Why take transpose of regressor variable in linear regression I am stuck trying to understand the basic calculation of ordinary least squares. From wikipedia
$$y = \beta X^T + \varepsilon$$
where $X$ is the independent variable, $Y$ is the dependent variable and $X^T$ denotes the transpose of $X$.
Why are we taking the transpose? In a simple linear function $f(x,y):y= ax + b$, we do not use the transpose of $x$, we just use the variable $X$ as is. So I am not sure why in linear regression, we need to take the transpose of $X$?
 A: Let me begin by saying it seems as though you're not being very careful when you write mathematical expressions. Nevertheless, I think I can understand what you're asking, so I will try to answer. 
To begin, we ought to straighten out the notation being used. Doing this will enable us to communicate more clearly and identify any misunderstandings that may exist.
When you write $f(x,y):y= ax + b$, I take it that you really mean the following
$$
y = ax + b
$$
where $a$ and $b$ are constants and real numbers (although, strictly speaking they need not be real numbers). Furthermore, $y$ is a function of only one variable, $x$, so we write $f(x)$ instead of $f(x,y)$. Pay particular attention to the fact that the commutative property of multiplication is satisfied when multiplying both $a$ and $x$ together. In other words, the order in which $a$ and $x$ are multiplied does not matter.
Now enter the other equation; namely, what you've written as $y = \beta X^{T} + \epsilon$. This is actually matrix notation and it has a different meaning to the (more everyday?) algebraic notation shown in the previous paragraph. The linear regression model can, in fact, be more commonly written in the following form
$$
y = X \beta + \epsilon
$$
where $y$ is a $(T \times 1)$ vector, $X$ is a $(T \times K)$ matrix, $\beta$ is a $(K \times 1)$ vector, and $\epsilon$ is a $(T \times 1)$ vector. The notation being used in brackets refers to the dimensions of each vector or matrix, where the first number refers to the number of rows and the second to the number of columns. So, for example, $X$ is a matrix with $T$ rows and $K$ columns. 

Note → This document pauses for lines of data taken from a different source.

PR #12435, opened 2024-12-23
Add a test case for nested block `it`

yui-knk:


mame (approved):
https://bugs.ruby-lang.org/issues/20930

PR #12441, opened 2024-12-23
Fix [Bug #20779] Dedicated native thread creation failed bug

luke-gru:
When a dedicated native thread fails to create (OS can't create more threads), don't add the ruby-level thread to the thread scheduler. If it's added, then next time the thread is scheduled to run it will sleep forever, waiting for a native thread that doesn't exist to pick it up.


ko1:
Thank you!

PR #12446, opened 2024-12-24
not a incompatbile, but a feature

ko1:
The change of `Object#singleton_method` doesn't harm existing code so it should be new feature (bug fix).


jeremyevans:
This can change existing behavior if you have a method in the singleton class, and a method with the same name in a module prepended to the singleton class.  It now returns the method in the module prepended to the singleton class, instead of the method in the singleton class.  Other cases where the behavior differs would raise an exception previously.

PR #12449, opened 2024-12-24
Launchable: Exit 0 not to stop CI pipeline

ono-max:
For handling the error: https://github.com/ruby/ruby/actions/runs/12625056559/job/35176167637#step:6:713.


ono-max:
@XrXr 

Thank you for your suggestion.
[continue-on-error](https://docs.github.com/en/actions/writing-workflows/workflow-syntax-for-github-actions#jobsjob_idstepscontinue-on-error) is inappropriate in this case because we want to ignore only Launchable error. We want to let developers know if tests failed, so I added the pipeline `| true`.

PR #12457, opened 2024-12-24
Introduce a timeout to prevent `rb_thread_fd_select` from hanging with write(2) failure

shioimm:
Rarely, there are cases where a write(2) call from a child thread to notify the main thread of the completion of name resolution fails. If this happens while the main thread is waiting in `rb_thread_fd_select`, rb_thread_fd_select may not notice that the name resolution has completed and end up hanging.

This issue becomes a problem when there are no sockets currently being connected, no addresses ready for immediate connection attempts, and name resolution has already completed for one address family while the main thread is waiting for the name resolution of the other address family. (If name resolution is not completed for either address family, the chances of write(2) failing in both child threads are likely low.)

To avoid this issue, a timeout is introduced to rb_thread_fd_select under the above conditions. This way, even if the issue occurs,
the completion of name resolution should still be detected in the subsequent `if (!resolution_store.is_all_finished) ...` block.

### DIFF
--- a/ext/socket/ipsocket.c
+++ b/ext/socket/ipsocket.c
@@ -854,7 +854,18 @@ init_fast_fallback_inetsock_internal(VALUE v)
             delay = tv_to_timeout(ends_at, now);
             delay_p = &delay;
         } else {
-            delay_p = NULL;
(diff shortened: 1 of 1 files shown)


Pricer187:
What does that even mean


Christopher

PR #7599, opened 2023-03-28
vm_dump.c: Fix duplicate dump in LoongArch64.

zangruochen:
Fix some duplicate definitions in the LoongArch64 section of vm_dump.c

PR #12473, opened 2024-12-26
Revert LoongArch register changes

MingcongBai:
Commits 71b253cdf3 ("Added LARCH_REG_FP to dump results") and a07bf6d5ff ("Use constants for register numbers") introduced registers never defined in glibc or musl, the only two widely used C libraries available for LoongArch, causing build failures.

Reverting these two commits fixes build on glibc (musl build and tests pending) and passes all unit tests.

### DIFF
--- a/vm_dump.c
+++ b/vm_dump.c
@@ -1001,22 +1001,22 @@ rb_dump_machine_register(FILE *errout, const ucontext_t *ctx)
 #   elif defined __loongarch64
         dump_machine_register(mctx->__gregs[LARCH_REG_SP], "sp");
         dump_machine_register(mctx->__gregs[LARCH_REG_A0], "a0");
-        dump_machine_register(mctx->__gregs[LARCH_REG_A1], "a1");
-        dump_machine_register(mctx->__gregs[LARCH_REG_A2], "a2");
-        dump_machine_register(mctx->__gregs[LARCH_REG_A3], "a3");
-        dump_machine_register(mctx->__gregs[LARCH_REG_A4], "a4");
-        dump_machine_register(mctx->__gregs[LARCH_REG_A5], "a5");
-        dump_machine_register(mctx->__gregs[LARCH_REG_A6], "a6");
-        dump_machine_register(mctx->__gregs[LARCH_REG_A7], "a7");
+        dump_machine_register(mctx->__gregs[LARCH_REG_A0+1], "a1");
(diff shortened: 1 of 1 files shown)


xry111:
Glibc: https://sourceware.org/git/?p=glibc.git;a=blob;f=sysdeps/unix/sysv/linux/loongarch/sys/ucontext.h

Musl: https://git.musl-libc.org/cgit/musl/tree/arch/loongarch64/bits/signal.h

I can find `LA_REG_A5` nowhere.

ziyao233:
I've verified this does fix loongarch64 build on musl libc.

Without this patch, ruby master fails to build with:

```
compiling vm_dump.c
compiling vm_sync.c
vm_dump.c:1004:45: error: use of undeclared identifier 'LARCH_REG_A1'
 1004 |         dump_machine_register(mctx->__gregs[LARCH_REG_A1], "a1");
      |                                             ^
vm_dump.c:1005:45: error: use of undeclared identifier 'LARCH_REG_A2'
 1005 |         dump_machine_register(mctx->__gregs[LARCH_REG_A2], "a2");
```

hsbt:
Should we use https://github.com/ruby/ruby/pull/7599/files#diff-58f0e788b47677353796215b78b47f17abd66abb9c4ef223d7c726c7109e79e3R1008 directly for fp register?

xry111:
> Should we use https://github.com/ruby/ruby/pull/7599/files#diff-58f0e788b47677353796215b78b47f17abd66abb9c4ef223d7c726c7109e79e3R1008 directly for fp register?

I think so, as there seems no reasonable way to represent $fp otherwise.  `LARCH_REG_A0 + 8` or `LARCH_REG_S0 - 1` just looks so unreasonable...

(Also $fp is sometimes named $s9 if it's not really a frame pointer, thus writing `LARCH_REG_S0 + x` for any `x` can potentially promote people to incorrectly write `LARCH_REG_S0 + 9`.  So doing so seems not a good idea.)

nobu:
Does `LARCH_REG_S1` exist?

xry111:
> Does `LARCH_REG_S1` exist?

Yes, see the links to glibc and musl headers I provided above.

hsbt:
Does anyone try with https://github.com/ruby/ruby/pull/12515?

xry111:
> Does anyone try with #12515?

Works for me (applying on top of 3.4.1 release).

hsbt:
I merged https://github.com/ruby/ruby/pull/12515 instead of this.

PR #12476, opened 2024-12-26
Add dbg debugging helper method

pawurb:
Hi. I’m author of https://github.com/pawurb/dbg-rb gem. This PR implements a minimal `dbg` method without any external dependencies.

`dbg` method is inspired by Rust where it's built-in [into std-lib](https://doc.rust-lang.org/std/macro.dbg.html).  AFAIK in Ruby there's no simple mechanism to puts debug values together with caller info without using external dependencies. What’s more frustrating is that while `p nil` will output `“nil”` to the std, `puts nil` will print a blank line, sometimes making debugging sessions confusing. 

`dbg` produces verbose output together with informative file name and LOC info. I think that such built-in feature would be useful for many Ruby devs. 

Screenshot 2024-12-27 at 00 00 23

### DIFF
--- a/lib/dbg.rb
+++ b/lib/dbg.rb
@@ -1,0 +1,28 @@
+# frozen_string_literal: true
+
+# This is a simple debugging helper method that can be used to
+# print out the source file and line number of the caller
+# together with the debugged value.
+
+# Usage:
+# dbg("Hello world", [1, 2, 3])
+# => [file.rb:12] "Hello world"
+# => [file.rb:12] [1, 2, 3]
+
+def dbg(*msgs)
+  loc = caller_locations.first.to_s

Note the distinction! $X$ and $\beta$ are matrices not like $a$ and $x$, which are just scalar values. Crucially, the commutative property of (matrix) multiplication is not always satisfied in the world of linear algebra; the general case is that it is not satisfied. In other words, in general,  $X\beta \neq \beta X$. Furthermore, such operation may not even be permitted, since in matrix algebra, matrices must be conformable for multiplication if they are to be multiplied. 
In order for two matrices to be conformable for matrix multiplication, we say that the number of columns of the left matrix must be the same as the number of rows of the right matrix. In the linear regression model, $X \beta$ is possible because $X$, the left matrix, has $K$ columns and $\beta$, the right matrix, has $K$ rows. On the other hand, $\beta X$ would not be possible because $\beta$, the first matrix, has $1$ column while $X$, the second matrix, has $T$ rows - unless, of course, $T = 1$. 
At this stage, please revise what you meant when you wrote: $y = \beta X^{T} + \epsilon$.
Lastly, the Wikipedia page that you link us to shows that the linear regression model can also be written in a form involving a transpose:
$$
y_{i} = x_{i}^{T} \beta + \epsilon_{i}
$$
where both $x_{i}$ and $\beta$ are column vectors of dimension $(p \times 1)$. 
If anything I've written has made sense, you should be able to decipher why $x_{i}^{T} \beta$ and not $x_{i} \beta$.